This is the website for the Hot Dog recipes that I used

Hot Dog Recipes Specially Formulated for Home Sausage Making
They didn't tell me to tie the links, I tried to do the twist thing and they wouldn't stay, besides, I like the look of the tied ones anyways  and I used venison and beef fat (all I had) I like them,tho they are a tad dry for my liking...and I used too much garlic.Next time I will follow the recipe and see what happens 

This is the grinder that I use- I got it about 2 years ago and it is a workhorse for the home kitchen!
Kitchener #12 Electric Meat Grinder &#8212; 1/2 HP | Electric Meat Grinders| Northern Tool + Equipment

This is the Stuffer that I used, very very happy with this and compares to other manufacturers same type items but the Northern Toll One cost much less
Kitchener 5-Lb. Stainless Steel Sausage Stuffer | Stuffers| Northern Tool + Equipment


For my Brats, I used a commercially available seasoning package I got from Bass Pro that can be ordered online here:
http://www.basspro.com/LEM-Backwoods-Fresh-Sausage-Seasonings/product/1206230426572/521592 

or you can get similar items at Academy Sports, Cabelas,Gander Mountain, etc...

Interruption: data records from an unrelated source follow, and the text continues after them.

PR #315, opened 2019-05-17
Use optional decoder to read non optional fields

ivanobulo:
I want to be able read fields that declared as non-optional in Avro schema utilizing `optionDecoder`.
This is common case in my project when I migrate older model to the new one where certain fields become optional.
With this change I could read "legacy" records into the new schema where certain fields are now optional.
The problem with existing implementation is that in such case it throws AvroRuntimeException with "Not a union: " message.


sksamuel:
So you want to have optional fields that are read in from a schema where the field is not marked as optional.

ivanobulo:
exactly!

sksamuel:
I've merged this and will apply it manually to the 3.0 pre release branch

sksamuel:
Can you try the 3.0.x snapshot from 
https://oss.sonatype.org/content/repositories/snapshots/com/sksamuel/avro4s/avro4s-core_2.12/
This should be fixed and is available for 2.11 and 2.22

PR #317, opened 2019-05-21
Add default values for seqs and maps

alexjg:
I noticed that for some reason the test for default arrays and maps had been omitted. I was running into issues generating schemas with these kind of default values so I've had  a stab at implementing the feature here.

For some reason this broke the `CoproductEncoderTest`. I couldn't figure out exactly what the problem was but making the type name  check slightly more flexible in `SchemaHelper` fixed the test.


alexjg:
I'm a little confused by the test failures here. I can't see how they're related to the work in the PR

sksamuel:
The failure is the snapshot deployer. I'll fix that as it's unrelated to your work.

PR #319, opened 2019-05-21
Optional unions with default values set to None

alexjg:
I ran into a problem where setting the default value of an `Option` field caused an error. This was because of the way the current behaviour which allows a default value of `null` to generate a union schema was implemented.

I've fixed the behaviour so that setting a default value of `None` renders a `null` in the schema. However, this might not be a complete implementation because I can see an argument that if the default value is set to `None` then reading an older record (i.e one written before the field existed and hence requiring the default value) should return `None`, and I _think_ that at the moment it would read `null`.

### DIFF
--- a/avro4s-core/src/main/scala/com/sksamuel/avro4s/SchemaFor.scala
+++ b/avro4s-core/src/main/scala/com/sksamuel/avro4s/SchemaFor.scala
@@ -218,7 +218,7 @@ object SchemaFor {
     }
 
     // if our default value is null, then we should change the type to be nullable even if we didn't use option
-    val schemaWithPossibleNull = if (default == Some(null)) {
+    val schemaWithPossibleNull = if (default == Some(null) && schema.getType != Schema.Type.UNION) {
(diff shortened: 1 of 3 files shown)


avro4s-core/src/main/scala/com/sksamuel/avro4s/SchemaFor.scala
```diff
@@ -217,7 +218,7 @@ object SchemaFor {
     }
 
     // if our default value is null, then we should change the type to be nullable even if we didn't use option
-    val schemaWithPossibleNull = if (encodedDefault == JsonProperties.NULL_VALUE) {
+    val schemaWithPossibleNull = if (default == Some(null)) {
```
sksamuel: Maybe this should just be `if (default == Some(null) && schema.getType != Schema.Type.Union`
Because the use case we are trying to catch is that the user has done `case class Foo(a: String = null)`. If they used None as the default, then they must have an Option on the left hand side of that, so the union will be generated anyway.

alexjg: Good shout, updated.

sksamuel:
You can try the snapshot to see if it's working for you.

Happy Hot Dog and Brat making to you!

Kris


Oh I used the 19mm collagen casings for both, you are welcome to use natural casings, I just did not have the time to wait and let them soak...I'm just too impatient for that LOL
STuff them out into long tubes, then tie off or use hog rings at your desired length..much easier than trying to twist them....


----------



## Solarmom (Jun 17, 2010)

Karen said:


> Wow!! That's awesome. Would also love it if you were willing to share your recipe and post it in the Cookbook forum for permanent keeping under this category: http://www.homesteadingtoday.com/co...jams-jellies-canning-drying-freezing-etc.html


Karen, I'd love to share, but it is not my own creation so not sure if that would be proper...I posted a link for the recipe that I used here though...


Kris


----------



## Solarmom (Jun 17, 2010)

imthedude said:


> Nice. What kind of stuffer did you use? I've done a fair amount of sausage on our kitchen aid upright mixer but have never used the sausage stuffer attachment.


I have used the kitchenaid grinder/stuffer attachment and they just do not compare to the quality and quantity of work you can get done with the stand alone models that I posted links to. 

Kris


----------



## MDKatie (Dec 13, 2010)

Nice work! They look great!


----------



## Feisty Farm (Apr 10, 2012)

awesome! I may have to try this when deer season rolls around!


----------



## opalcab (May 16, 2011)

Nice job making sausage i can see your using col.casing when I made the switch to hog casings it is so much better and nicer to work with 

Have Fun 
Stan


----------



## happydog (May 7, 2008)

Were you happy with the texture of the hot dogs? Any trick to getting the texture right? I'm going to be trying this soon. They look great!


----------



## Solarmom (Jun 17, 2010)

i'm not crazy about the texture, i'm sure they are a bit too fluffy for me because I tried to cut back on the fat in them..I guess you gotta have the fat..the taste is fine theyare just a little too dry the brats are the same way but not as bad because I used more fat in them -but, i also only used venison and no beef or pork, which could have been the deal breaker...I'll keep trying, my mom's dog will love these for snackies if DH does not care for them

Kris


----------



## happydog (May 7, 2008)

I keep reading that the texture is the hardest part of making dogs. Lucky for me we like plenty of fat. That's interesting. Thanks.


----------



## opalcab (May 16, 2011)

you have to have 10 % to 25% fat to make a good tender sausage or dog, Venison has almost no fat so you will need to ad fat in your sauasge batch to get a tender tasty sausage, I just made 12 pounds of Pepperroni and added 1.5 pounds of extra fat to make a good dry sausage it will not be ready for 2.5 months
you may want to start using hog casings instead of the col. casing they work so much better, I never trim a butt because it should have just enough fat to work with as long as your butcher does not trim it, when I buy pork butt I but only the twin pack un touched buy the butcher and it is a little cheaperthat way too.
Have fun making Sausage If you need and help I will be glad to help you just ask!
Stan


----------



## opalcab (May 16, 2011)

to chech your flavor of your sausage the best way is to fry a small patty in a pan with coconut oil becuase there is no flavor to the oil so you will get your true flavor of your sausage 
Good Luck 
Stan


----------